- Location: 20°49′N 71°02′E﻿ / ﻿20.82°N 71.03°E Una, Gujarat
- Date: 11 July 2016; 10 years ago
- Attack type: Flogging
- Injured: 4
- Motive: Cow protection

= 2016 Una flogging incident =

Cow vigilante action in Una

In July 2016, seven members of a Dalit family were assaulted by a group of people on the pretext of cow protection in Una in Gujarat, India. The video of the incident was circulated on the social media resulting in statewide protests in following months. Forty-three people including four Gujarat Police officers were arrested and the case is under trial since August 2018.

==Background==
On 11 July 2016, the seven members of a Dalit family were skinning the carcasses of a dead cow in Mota Samadhiyala village near Una in Gir Somnath district of Gujarat. They had bought the carcass from Bediya village. They were approached by men in two cars who claimed to be a member of a "cow protection group" and accused them of killing cows. The Dalits tried to convince them that they were skinning dead cows. However, the unconvinced gau rakshaks tied the Dalits to the car and beat them with sticks, iron pipes and a knife. Four of them were brought to Una town in the car, stripped and assaulted again in public. When police arrived, the attackers fled in their car. The assault was recorded on video and circulated on social media. The Dalits were moved to hospital in Una and later to Rajkot civil hospital on 14 July.

==Aftermath==

=== Protests ===
The videos of thrashing went viral on internet and sparked the protests across the state. On 12 July 2016 a huge protest rally was at first organized in Chandkheda area in Ahmedabad by various Dalit leaders in which more than 2,000 Dalits attended and blocked the state highway. On 13 July 2016, hundreds of Dalits hold protest rally against the incident and later occupied Trikon Baug, the main square in Una for an hour. On 21 July, the issue was discussed in Rajya Sabha, the upper house of Parliament. The protests spread across Saurashtra region. Twelve Dalit youth attempted suicide in protest across the region and one of them died. Twelve people including seven police personnel were injured in the protest and one of them died.
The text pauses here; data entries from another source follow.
PR #13817, opened 2024-02-28
chore(dask-gateway): Install inside of a virtual environment

EyeCantCU:
Installs dask-gateway and dask-gateway-server into a venv

### DIFF
--- a/dask-gateway.yaml
+++ b/dask-gateway.yaml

Bystanders who attempted to interfere were also beaten.

Jignesh Mevani, a Dalit leader, led the protest march called Dalit Asmita Yatra, organised under Rashtriya Dalit Adhikar Manch from Ahmedabad to Una which culminated on 15 August 2016 which was attended by some 20,000 Dalits, including women, who took a pledge to give up their traditional jobs of removing cow carcasses. He demanded the land for upliftment of Dalits. In August 2016, 10 Dalits were injured and vehicles were torched when a mob attacked them returning from Una after attending a flag-hoisting ceremony to mark the end their 10-day Azadi Kooch (freedom march). The government denied the incident.

The government had filed 74 cases against the Dalit protesters who damage private and government property.

===Other incident===
On 25 April 2018 two of the victims of the Una incident were again attacked by one of the accused who was out on bail. They were returning from shopping in Una in preparation for their conversion to Buddhism.

==Arrests==
The Gujarat Crime Investigation Department (CID) arrested 43 people in September 2016 including two minors and four police officers. Later, 35 of them were released on bail and one arrested police officer died of jaundice in September 2017. The prime accused was released on bail on the condition of not entering the limits of Una. Thirty-four of them were charged for attempt to murder, robbery, kidnapping, assault to dishonour person, wrongful confinement, rioting, hurting by weapon and criminal conspiracy. They were also charged for atrocities and recording the video of the incident. The charge sheet was filed in December 2016.

The trial started in August 2018.

== Government response ==
Gujarat Chief Minister Anandiben Patel visited Mota Samadhiyala and promised that the victims would be given Below Poverty Line cards, housing plots, five-acre agricultural land and government jobs. However, in 2018, the BJP government told the Gujarat Legislative Assembly that there was no record of the promises. Jignesh Mevani, who had asked the question in the Assembly, accused the state government of reneging on its promise.

The victims had protested with hunger strike against the government and sought mercy killing for not fulfilling the promise of 5 acres land, BPL card, each one government job, housing plot and Subsidy for house built.

==In popular culture==
The 2019 Hindi film Article 15 portrayed the flogging incident with a modified story.